I am still confused and have two more questions. 1. Electrons to be tracked are from tunneling ionization, which are created continuouly along the laser propagation. So it is hard for me to find the time when all the electrons interested in have been created thus they can be filtered and obtain IDs. 2. And the IDs filtered in the first iteration will still be effective in subsequent iterations with different filter ?

mccoys commented 3 years ago
  1. I don't know what is your criterion on which electrons you are interested in so I don't know how to answer. If you want all ionised electrons, simply track only the ionised electron species (which can be made separate)

  2. Don't do a different filter. Only 1 filter can be made anyways. You must tell the filter to select ALL particle initially (so that they all have an ID that they will keep), then continue the filtering on the particles you want. Example:

    def myfilter(particles):
    if Main.iteration == 0:
        return particles.x == particles.x # always true
    else:
        return particles.px > 0.5 # Only particles with px > 0.5 are selected
tanjhiop commented 3 years ago

@mccoys

  1. Indeed i am interested in electron with energy above a certain threshold, which can be easily selected.
  2. I think the underlying basis of the filter you suggested is ALL electrons involved have been created at the start.
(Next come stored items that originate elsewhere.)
PR #1297, opened 2022-04-07
SKARA-1096: New command and label for JEPs, similar to CSR

lgxbslgx:
Hi all,

This patch implements the features about the `/jep` command and JEP bot. The detailed designs and discussions are listed at [1][2].

Best Regards,
-- Guoxiong

[1] https://mail.openjdk.java.net/pipermail/skara-dev/2021-December/005481.html
[2] https://mail.openjdk.java.net/pipermail/skara-dev/2022-March/005770.html

---------
### Progress

### Issue
 * [SKARA-1096](https://bugs.openjdk.java.net/browse/SKARA-1096): New command and label for JEPs, similar to CSR

### Reviewers

### Reviewing

Checkout this PR locally: \
`$ git fetch https://git.openjdk.java.net/skara pull/1297/head:pull/1297` \
`$ git checkout pull/1297`

`$ git checkout pull/1297` \
`$ git pull https://git.openjdk.java.net/skara pull/1297/head`

</details>

Checkout this PR locally: \
`$ git pr checkout 1297`

`$ git pr show -t 1297`

</details>

<a href="https://git.openjdk.java.net/skara/pull/1297.diff">https://git.openjdk.java.net/skara/pull/1297.diff</a>

</details>


bots/notify/src/test/java/org/openjdk/skara/bots/notify/issue/IssueNotifierTests.java
```diff
@@ -47,6 +47,7 @@
 import static org.openjdk.skara.issuetracker.jira.JiraProject.SUBCOMPONENT;
 
 public class IssueNotifierTests {
+    private static final String JEP_NUMBER = "customfield_10701";
```
erikj79, line 50: You should be able to import this from JiraProject instead of duplicating the definition.

bots/pr/src/test/java/org/openjdk/skara/bots/pr/CheckTests.java
```diff
@@ -41,6 +41,8 @@
 import static org.junit.jupiter.api.Assumptions.assumeTrue;
 
 class CheckTests {
+    private static final String JEP_NUMBER = "customfield_10701";
```
erikj79, line 44: It should be possible to import this from JiraProject as well.

issuetracker/src/main/java/org/openjdk/skara/issuetracker/jira/JiraProject.java
```diff
@@ -433,6 +434,18 @@ public Issue createIssue(String title, List<String> body, Map<String, JSONValue>
         }
     }
 
+    @Override
+    public Optional<Issue> jepIssue(String jepId) {
```
erikj79, line 438: Have you verified that this works?

bots/pr/src/main/java/org/openjdk/skara/bots/pr/JEPCommand.java
```diff
@@ -0,0 +1,163 @@
...
+            showHelp(reply);
+            return;
+        }
+
+        var labelNames = pr.labelNames();
+        if ("unneeded".equals(args) || "uneeded".equals(args)) {
+            if (pr.author().equals(command.user()) && !censusInstance.isReviewer(command.user())) {
+                reply.println("only [Reviewers](https://openjdk.java.net/bylaws#reviewer) can determine that a JEP request is not needed.");
+                return;
+            }
```
erikj79, line 99: I don't think I agree with this check. If the author is able to link the PR to a JEP, then the author should be able to correct a mistakenly linked JEP.

bots/pr/src/main/java/org/openjdk/skara/bots/pr/JEPCommand.java
```diff
@@ -0,0 +1,163 @@
...
+                    + "](" + jbsIssue.webUrl() + ")" + " has been targeted.");
+            if (!labelNames.contains(JEP_LABEL)) {
+                pr.addLabel(JEP_LABEL);
+            }
+        }
+    }
+
+    @Override
+    public String description() {
+        return "require a JDK enhancement proposal for this pull request";
```
erikj79, line 156:
```suggestion
        return "require a JDK Enhancement Proposal for this pull request";
```

bots/pr/src/main/java/org/openjdk/skara/bots/pr/CheckRun.java
```diff
@@ -151,6 +154,44 @@ private boolean isTargetBranchAllowed() {
                 .filter(link -> link.relationship().isPresent() && "csr for".equals(link.relationship().get())).findAny();
     }
 
+    private Optional<Issue> getJepIssue() {
+        var issueOpt = getJepIssueFromIssueTracker();
```
erikj79, line 158: Do we really need to get the issue from the issue tracker at this point? For other issues, CheckRun just gets the ID and description from the encoded marker pattern. See SolvesTracker.java.

bots/pr/src/main/java/org/openjdk/skara/bots/pr/CheckRun.java
```diff
@@ -218,6 +259,25 @@ private IssueProject issueProject() {
...
+                var resolution = issue.properties().get("resolution");
+                String resolutionName = "";
+                if (resolution != null && !resolution.isNull() &&
+                        resolution.get("name") != null && !resolution.get("name").isNull()) {
+                    resolutionName = resolution.get("name").asString();
+                }
+                if ("Targeted".equals(issueStatus) || "Integrated".equals(issueStatus) ||
+                    "Completed".equals(issueStatus) || ("Closed".equals(issueStatus) && "Delivered".equals(resolutionName))) {
+                    ret.put("Change requires a JEP request to be targeted", true);
+                }
```
erikj79, line 278: We shouldn't need to repeat the work of the JEPBot here. We should just need to check if there is a comment matching the jepPattern and it's not saying unneeded.

bots/pr/src/main/java/org/openjdk/skara/bots/pr/JEPCommand.java
```diff
@@ -0,0 +1,163 @@
...
+    static final Pattern jepMarkerPattern = Pattern.compile("<!-- jep: '(.*?)' '(.*?)' '(.*?)' -->");
+    private static final String unneededMarker = "<!-- jep: 'unneeded' 'unneeded' 'unneeded' -->";
+
+    private void showHelp(PrintWriter reply) {
+        reply.println("""
+                Command syntax:
+                 * `/jep <issue-id>`
+                 * `/jep JEP-<jep-id>`
+                 * `/jep jep-<jep-id>`
+                 * `/jep [unneeded|uneeded]`
```
erikj79, line 50: The command should accept the alternate spelling 'uneeded' but we should not list it in the help text.

erikj79 (commented):
I have looked over the design and the product code and left some comments. I have not yet looked at the tests.

bots/jep/src/main/java/org/openjdk/skara/bots/jep/JEPBot.java
```diff
@@ -0,0 +1,140 @@
...
+    private final IssueProject issueProject;
+
+    JEPBot(HostedRepository repo, IssueProject issueProject) {
+        this.repo = repo;
+        this.issueProject = issueProject;
+    }
+
+    @Override
+    public boolean concurrentWith(WorkItem other) {
+        if (!(other instanceof JEPBot otherBot))
```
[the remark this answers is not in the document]
lgxbslgx: Fixed.

bots/pr/src/test/java/org/openjdk/skara/bots/pr/CheckTests.java
lgxbslgx: Fixed.

issuetracker/src/main/java/org/openjdk/skara/issuetracker/jira/JiraProject.java
lgxbslgx: Not, I have not.

When I request the link `https://bugs.openjdk.java.net/rest/api/2/search?jql=project = JDK AND customfield_10701 = 11` locally, it reports `{"errorMessages":["Field 'customfield_10701' does not exist or you do not have permission to view it."],"errors":{}}`.

But when I request the link `https://bugs.openjdk.java.net/rest/api/2/search?jql=project = JDK AND type = JEP`, it returns the correct data.

It seems that my account don't have permission to search the field `customfield_10701`. Could I get your help to verify it?

bots/pr/src/main/java/org/openjdk/skara/bots/pr/JEPCommand.java
lgxbslgx: The author can use the `/jep <jep-id>|<issue-id>` again if the author linked the wrong JEP. This check follows the convention of the `csr` command. It can protect the situation that the author uses the command `/jep unneeded` and integrates the patch unexpectly.

Actually, the `/jep unneeded` command is rarely used and the author can request the reviewers to do that if the patch really don't need a JEP to be targeted. Preventing the unexpected (and maybe wrong) code from integrating should be the most important thing we need to ensure even though it has not happened in the past.

bots/pr/src/main/java/org/openjdk/skara/bots/pr/CheckRun.java
lgxbslgx: Fixed.

bots/pr/src/main/java/org/openjdk/skara/bots/pr/CheckRun.java
lgxbslgx: Fixed.

bots/pr/src/main/java/org/openjdk/skara/bots/pr/JEPCommand.java
lgxbslgx: Fixed.

bots/pr/src/main/java/org/openjdk/skara/bots/pr/JEPCommand.java
erikj79: I understand that this is how it would work with the current logic, and I don't agree with it. Declaring the need for a JEP and a CSR are different, so they do not need to follow the same model (though I'm not sure I agree with the limitation on `/csr unneeded` either).

In order for a committer to mishandle this, they would have to actively issue `/jep unneeded` and then integrate. I think it's unlikely to happen by mistake, and mistakes is what this feature intends to protect against. We already trust committers to handle `/integrate` on their own, this isn't about protecting against malicious committers.

issuetracker/src/main/java/org/openjdk/skara/issuetracker/jira/JiraProject.java
lgxbslgx: I opened a JEP issue in the browser and then pressed `F12` to get the HTML info which contains the field name.

lgxbslgx: The link `https://bugs.openjdk.java.net/rest/api/2/search?jql=project = JDK AND type = JEP` also returns this field. Such as `"customfield_10701":"419"`.

bots/pr/src/main/java/org/openjdk/skara/bots/pr/JEPCommand.java
lgxbslgx: > We already trust committers to handle /integrate on their own, this isn't about protecting against malicious committers.

I agree with you now and I will fix it later.

kevinrushforth: > I understand that this is how it would work with the current logic, and I don't agree with it. Declaring the need for a JEP and a CSR are different, so they do not need to follow the same model (though I'm not sure I agree with the limitation on `/csr unneeded` either).

I feel that the current limitation on `/csr unneeded` is a good one, but I also agree that JEP need not (and probably should not) have this same restriction.

issuetracker/src/main/java/org/openjdk/skara/issuetracker/jira/JiraProject.java
lgxbslgx: The previous link `https://bugs.openjdk.java.net/rest/api/2/search?jql=project = JDK AND customfield_10701 = 11` has two errors.

1. We should use the display name to query instead of the internal name. So the `customfield_10701` need to be changed to `JEP Number`.
2. We can't query text field by using the operator `=`. We need to use the operator `~`.

So the link should be `https://bugs.openjdk.java.net/rest/api/2/search?jql=project = JDK AND "JEP Number" ~ "11"`

Related documentation:
[1] https://developer.atlassian.com/cloud/jira/platform/rest/v2/api-group-issue-search/#api-rest-api-2-search-post
[2] https://support.atlassian.com/jira-software-cloud/docs/advanced-search-reference-jql-operators/

erikj79: I tried to query in the webUI and then convert to advanced query. That gives me:
https://bugs.openjdk.java.net/issues/?jql=project%20%3D%20JDK%20AND%20issuetype%20%3D%20JEP%20AND%20%22JEP%20Number%22%20~%20%2211%22

Trying that with the rest api seems to work too:
https://bugs.openjdk.java.net/rest/api/2/search?jql=project=JDK%20AND%20%22JEP%20Number%22~11

bots/pr/src/main/java/org/openjdk/skara/bots/pr/JEPCommand.java
lgxbslgx: Fixed just now.

issuetracker/src/main/java/org/openjdk/skara/issuetracker/jira/JiraProject.java
lgxbslgx: Fixed just now.

lgxbslgx: @erikj79 we tried the same thing at the same time and get the same result. So the result should be reliable.

erikj79: When I have been introducing new API calls to Github/Gitlab, I introduced manual tests so that I could verify and debug the interaction with the remote services. These tests required specialized setup that we can't put in the OpenJDK Skara repo (credentials and URLs) and the tests are of a nature that we don't want to run automatically all the time. But at least having something that you can run when you need to, helps a lot. See forge/src/test/java/org/openjdk/skara/forge/ManualForgeTests.java for an example. I don't have any example for Jira. Since this is just a read query, this test won't need authentication a least.

lgxbslgx: I added a test case about the jira api just now.

issuetracker/src/test/java/org/openjdk/skara/issuetracker/jira/JiraProjectTests.java
```diff
@@ -0,0 +1,58 @@
...
+
+import org.junit.jupiter.api.Test;
+import org.openjdk.skara.network.URIBuilder;
+
+import java.io.IOException;
+
+import static org.junit.jupiter.api.Assertions.assertEquals;
+import static org.junit.jupiter.api.Assertions.assertTrue;
+
+public class JiraProjectTests {
```
erikj79, line 33: To my knowledge, no automatic tests in the Skara project use remote services. Until we decide to change this policy, or find a reasonable way to run such tests, please mark this test as disabled.

```suggestion
/**
 * To be able to run the tests, you need to remove or comment out the @Disabled
 * annotation first.
 */
@Disabled("Manual")
public class JiraProjectTests {
```

lgxbslgx: Fixed.

dholmes-ora:
I think this is totally unwarranted and there was not enough previous discussion at the JDK level to actually conclude anything about the need for this and how it should work. A JEP is not like a CSR-request. It is extremely rare to create an issue and raise a PR and have someone then say "this really needs a JEP".

David

lgxbslgx:
> A JEP is not like a CSR-request. It is extremely rare to create an issue and raise a PR and have someone then say "this really needs a JEP".

@dholmes-ora The current design[4] and this patch have the following advantages or features at least:

**1. Prevent a JEP implemetation PR from accidentally integrating before the JEP has been targeted**

As Jon stated in the SKARA-1096[5]: 
> It would be convenient to mark a PR as dependent on a JEP being targeted. This would help prevent accidental premature integration

This situation has already occured in the past[6-9]. So it is necessary and important to prevent it.

**2. Mark a PR as a JEP implemetation**

The `jep` label can be added to the PR, so the developers can use `is:open is:pr label:jep` in the github to search all the JEPs which are under review. It is nice because we didn't have a right way to search them in the past.

**3. Show the clear JEP Progress in the PR**

This patch adds a checkbox item `Change requires a JEP request to be targeted` in the `Progresses` of the PR body. It shows the clear JEP Progress to the PR author. And the JEP progress can be changed automatically by the bot according to the JEP issue status, which is very convenient.

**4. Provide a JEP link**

However, in terms of tunnling ionized electrons, when Main.iteration == 0, most electrons with energy above a threshold at some later time Main.iteration == XXXX are not created at all when Main.iteration ==0, thus they can not pass the filter and acquire an ID. So i think this prevent me getting ALL electrons identified at the start of the simulation. I doubt whether i am right, correct me please !
Z10Frank commented 3 years ago

@tanjhiop of course you will need to adapt @mccoys 's suggestion to your needs, and again it depends on what you want to do with those electrons.

If you want to know the properties like energy spread, emittance, etc of the electrons that are trapped and accelerated in the plasma wave, just put a filter as a px threshold and you'll get all the high energy electrons of the bunch, which will be equivalent to all the bunch particles normally. You won't see them from their creation, but when you study those properties it is useless to compute them from the start, so it should give you the relevant information.

If instead you want to do something else which requires to store them since their creation, like plotting the trajectories of the electrons from their creation, it is useless to keep all of them. You must have a general idea of when injection should start or has already started (no need to be precise), let's say iteration Y. Then, use that iteration in @mccoys 's suggestion instead of iteration 0, adapting the px threshold to your needs for iterations after Y.

tanjhiop commented 3 years ago

@Z10Frank Yes, figuring out a proper iteration Y is what i am trying. Thank you and @mccoys so much !

One small piece of possible idea to facilitate the particle identification and track process, maybe we can construct a filter return two boolean arrays at the same time, one for particle ID generation (all that are interested.), another for a subset that are really tracked.

mccoys commented 3 years ago

Ok you are right concerning new electrons being created. You can also detect those because they have a default ID == 0. I agree that it makes the process a bit complicated.